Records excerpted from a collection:
********
PR #21225, opened 2026-02-10
Prepare roottest for ROOT 7's ownership model

hageboeck:
In essence, add `histo.SetDirectory(xxx)` to all places where a histogram should show up in a TDirectory independent of whether it has been registered automatically.

### DIFF
--- a/hist/hist/test/test_TH1.cxx
+++ b/hist/hist/test/test_TH1.cxx
@@ -5,6 +5,9 @@
 #include "TH3.h"
 #include "TH1F.h"
 #include "THLimitsFinder.h"
+#include "TDirectory.h"
+#include "TList.h"
+#include "TROOT.h"
 
 #include <cmath>
 #include <cstddef>
@@ -165,6 +168,51 @@ TEST(TH1, Normalize)
    EXPECT_FLOAT_EQ(v2.Integral(), 14.399998);
    EXPECT_FLOAT_EQ(v2.Integral("width"), 1.);
    EXPECT_FLOAT_EQ(v2.GetMaximum(), 7.9999990);
+}
+
+TEST(TH1, RegistrationToTDirectory_ImplicitOwnershipOn)
+{
+   TH1D histo1("histo1", "Test Histogram", 10, 0, 10);
+   auto histo2 = std::make_unique<TH1D>("histo2", "Test Histogram", 10, 0, 10);
+   TH1D *histo3 = new TH1D("histo3", "Test Histogram", 10, 0, 10);
+
+   {
+      TDirectory dir("dir", "Test Directory");
+      histo3->SetDirectory(&dir);
+
+      dir.cd();
+
+      TH1D histo4("histo4", "Test Histogram", 10, 0, 10);
+      auto histo5 = std::make_unique<TH1D>("histo5", "Test Histogram", 10, 0, 10);
+
+      EXPECT_EQ(dir.GetList()->GetSize(), 3);
+      EXPECT_EQ(dir.Get<TH1D>("histo1"), nullptr);
+      EXPECT_EQ(dir.Get<TH1D>("histo2"), nullptr);
+      EXPECT_EQ(dir.Get<TH1D>("histo3"), histo3);
+      EXPECT_EQ(dir.Get<TH1D>("histo4"), &histo4);
+      EXPECT_EQ(dir.Get<TH1D>("histo5"), histo5.get());
+
+      EXPECT_EQ(histo1.GetDirectory(), gROOT);
+      EXPECT_EQ(histo2->GetDirectory(), gROOT);
+      EXPECT_EQ(histo3->GetDirectory(), &dir);
+      EXPECT_EQ(histo4.GetDirectory(), &dir);
+      EXPECT_EQ(histo5->GetDirectory(), &dir);
+
+      histo5.reset();
+
+      EXPECT_EQ(dir.GetList()->GetSize(), 2);
+      EXPECT_EQ(dir.Get<TH1D>("histo1"), nullptr);
+      EXPECT_EQ(dir.Get<TH1D>("histo2"), nullptr);
+      EXPECT_EQ(dir.Get<TH1D>("histo3"), histo3);
+      EXPECT_EQ(dir.Get<TH1D>("histo4"), &histo4);
+      EXPECT_EQ(dir.Get<TH1D>("histo5"), nullptr);
+   }
+
+   EXPECT_STREQ(histo1.GetName(), "histo1");
+   EXPECT_STREQ(histo2->GetName(), "histo2");
+
+   EXPECT_EQ(histo1.GetDirectory(), gROOT);
+   EXPECT_EQ(histo2->GetDirectory(), gROOT);
 }
 
 TEST(TAxis, BinComputation_FPAccuracy)


hageboeck:
> We should enhanced this PR by adding a new test that checks the current memory ownership explicitly (Otherwise we no longer test the current/main-stream usages)

That's a very good idea, and it's now implemented in the ["master" PR](https://github.com/root-project/root/pull/18083) for this feature. I'll cherry-pick the commit that will work already in ROOT 6 mode into this PR next.

*Edit*: Done

hist/hist/test/test_TH1.cxx
```diff
@@ -167,6 +167,40 @@ TEST(TH1, Normalize)
    EXPECT_FLOAT_EQ(v2.GetMaximum(), 7.9999990);
 }
 
+TEST(TH1, RegistrationToTDirectory_ImplicitOwnershipOn)
+{
+   TH1D histo1("histo1", "Test Histogram", 10, 0, 10);
```
pcanal, line 175: Maybe (or maybe not) for the PR, we should also have similar for the other self Registering classes ....

hist/hist/test/test_TH1.cxx
```diff
@@ -167,6 +167,40 @@ TEST(TH1, Normalize)
...
+      histo3->SetDirectory(&dir);
+
+      dir.cd();
+
+      TH1D histo4("histo4", "Test Histogram", 10, 0, 10);
+      auto histo5 = std::make_unique<TH1D>("histo5", "Test Histogram", 10, 0, 10);
+
+      EXPECT_EQ(dir.Get<TH1D>("histo1"), nullptr);
+      EXPECT_EQ(dir.Get<TH1D>("histo2"), nullptr);
+      EXPECT_EQ(dir.Get<TH1D>("histo3"), histo3);
```
pcanal, line 191:
```suggestion
      EXPECT_EQ(dir.Get<TH1D>("histo3"), histo3);
      EXPECT_EQ(&dir, histo3->GetDirectory());
```

hist/hist/test/test_TH1.cxx
```diff
@@ -167,6 +167,40 @@ TEST(TH1, Normalize)
...
+      EXPECT_EQ(dir.Get<TH1D>("histo4"), &histo4);
+      EXPECT_EQ(dir.Get<TH1D>("histo5"), histo5.get());
```
pcanal, line 193:
```suggestion
      EXPECT_EQ(dir.Get<TH1D>("histo4"), &histo4);
      EXPECT_EQ(&dir, histo4->GetDirectory());
      EXPECT_EQ(dir.Get<TH1D>("histo5"), histo5.get());
      EXPECT_EQ(&dir, histo5->GetDirectory());
```

hist/hist/test/test_TH1.cxx
hageboeck: Duly noted. For TH1-derived classes, we do it in this PR. For other cases, I added a TODO to #18083

roottest/root/multicore/commands1.txt
```diff
@@ -3,5 +3,5 @@ TH1F h1("h","",100,0,1);
 std::vector<std::list<TGraph>> v;
 THtml h;
 //gInterpreter->SetClassAutoparsing(false);
-h.LoadAllLibs();
+h1.LoadAllLibs();
```
pcanal: What is the relation between this change and the intent of the PR? (i.e. what is `h1` in this context?)

roottest/root/multicore/commands2.txt
```diff
@@ -4,4 +4,4 @@ std::vector<std::list<TGraph>> v;
 std::set<TString> stringset;
 THtml h;
 //gInterpreter->SetClassAutoparsing(false);
-h.LoadAllLibs();
+h1.LoadAllLibs();
```
pcanal: See https://github.com/root-project/root/pull/21225/changes#r2829655657

roottest/root/multicore/commands1.txt
hageboeck: I'll bring in @dpiparo, the original author of this test. To give some context:
- I discovered now due to @pcanal's question that the multicore/fork test is broken since THTML got removed from ROOT.
- The breakage never got detected because of how we grep for test errors.
- And when histograms don't get registered globally, the output changed, and the breakage got detected due to the presence of `Error in`.

I think I know a way how to proceed now:
- Remove this commit from this PR and open another one doing as follows:
- Detect errors in `gInterpreter->ProcessLine`. So far, they are ignored.
- Wait for the forked child and check its exit status.
- Return non-zero exit status if any of the above failed.
- And finally: Inject interpreter commands that are supposed to succeed.

Give me a 👍 / 👎 if you approve of the above.

All of this has nothing to do with ROOT's ownership model, but I can explain now how the ownership model revealed the broken test. 🙂 


### How did we get here?
I have to admit that I didn't at all understand the intention of this test when I traced down failures due to not-registered histograms. At the time, I just looked for `THxx` and fixed problems related to that. I saw a TH1 named `h1`, and saw the interpreter trying to give a helpful suggestion related to that, so I changed the command to read `h1.` instead of `h.`. The test failure went away, and I proceeded with another one. 😅

Now, looking in more detail, the entire test seems to be very broken since `THTML` got removed from ROOT. My change just hid a symptom by making the interpreter return another error, but it didn't fix any of the underlying issues. (For how to do that, see the list above. )

### Why did it break now?
When `h1` is not registered implicitly, the test fails because the output changes:
```diff
--- /tmp/on.txt	2026-02-20 11:09:57.507412706 +0100
+++ /tmp/off.txt	2026-02-20 11:10:06.524176161 +0100
@@ -1,29 +1,25 @@
 Starting
 Filtering out RooFit banner
 Filtering out RooFit banner
-Info in <TROOT>: Implicit object ownership switched on using ROOT_IMPLICIT_OWNERSHIP
+Info in <TROOT>: Implicit object ownership switched off using ROOT_IMPLICIT_OWNERSHIP
 
-Info in <TROOT>: Implicit object ownership switched on using ROOT_IMPLICIT_OWNERSHIP
+Info in <TROOT>: Implicit object ownership switched off using ROOT_IMPLICIT_OWNERSHIP
 
 input_line_13:2:2: error: unknown type name 'THtml'
  THtml h;
  ^
-input_line_15:2:3: error: member reference type 'TH1F *' is a pointer; did you mean to use '->'?
- h.LoadAllLibs();
- ~^
-  ->
-input_line_15:2:4: error: no member named 'LoadAllLibs' in 'TH1F'
- h.LoadAllLibs();
- ~ ^
+input_line_16:2:3: error: use of undeclared identifier 'h'
+ (h.LoadAllLibs())
+  ^
+Error in <HandleInterpreterException>: Error evaluating expression (h.LoadAllLibs())
+Execution of your code was aborted.
 Program with finished
 input_line_14:2:2: error: unknown type name 'THtml'
  THtml h;
  ^
-input_line_16:2:3: error: member reference type 'TH1F *' is a pointer; did you mean to use '->'?
- h.LoadAllLibs();
- ~^
-  ->
-input_line_16:2:4: error: no member named 'LoadAllLibs' in 'TH1F'
- h.LoadAllLibs();
- ~ ^
+input_line_17:2:3: error: use of undeclared identifier 'h'
+ (h.LoadAllLibs())
+  ^
+Error in <HandleInterpreterException>: Error evaluating expression (h.LoadAllLibs())
+Execution of your code was aborted.
 Program with finished
```

The reason it fails is that `Error in` is detected in the output. Before, it's `input_line_xxx error`, which is accepted without failure. This happens because `h1` is suggested as an alternative when it's registered globally, and that's because `h1`'s TNamed-name is `"h"`. So the error message changes based on whether or not `h1` is registered globally.

### What to do now?
I think the most reasonable way to proceed is to remove this commit from this PR, and fix the entire test as outlined above.

@pcanal thanks for having such a keen eye!

dpiparo: I approve the proposed strategy to move on, provided that it does not require too much work on your side. Otherwise, we can re-think the test, no problem about that.

hageboeck: @pcanal @dpiparo an attempt at fixing the test is now in #21341.
Afterwards, I'll remove the commit from this PR.

pcanal: Thanks Stefan for the thorough investigation!

hageboeck: The commit has now been removed.

hageboeck:
Only the known failures, merging ...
********
YOUR GOAL: Find every line in the records that uses the string "errors", then copy it.

ANSWER BOX:
- The breakage never got detected because of how we grep for test errors.
- Detect errors in `gInterpreter->ProcessLine`. So far, they are ignored.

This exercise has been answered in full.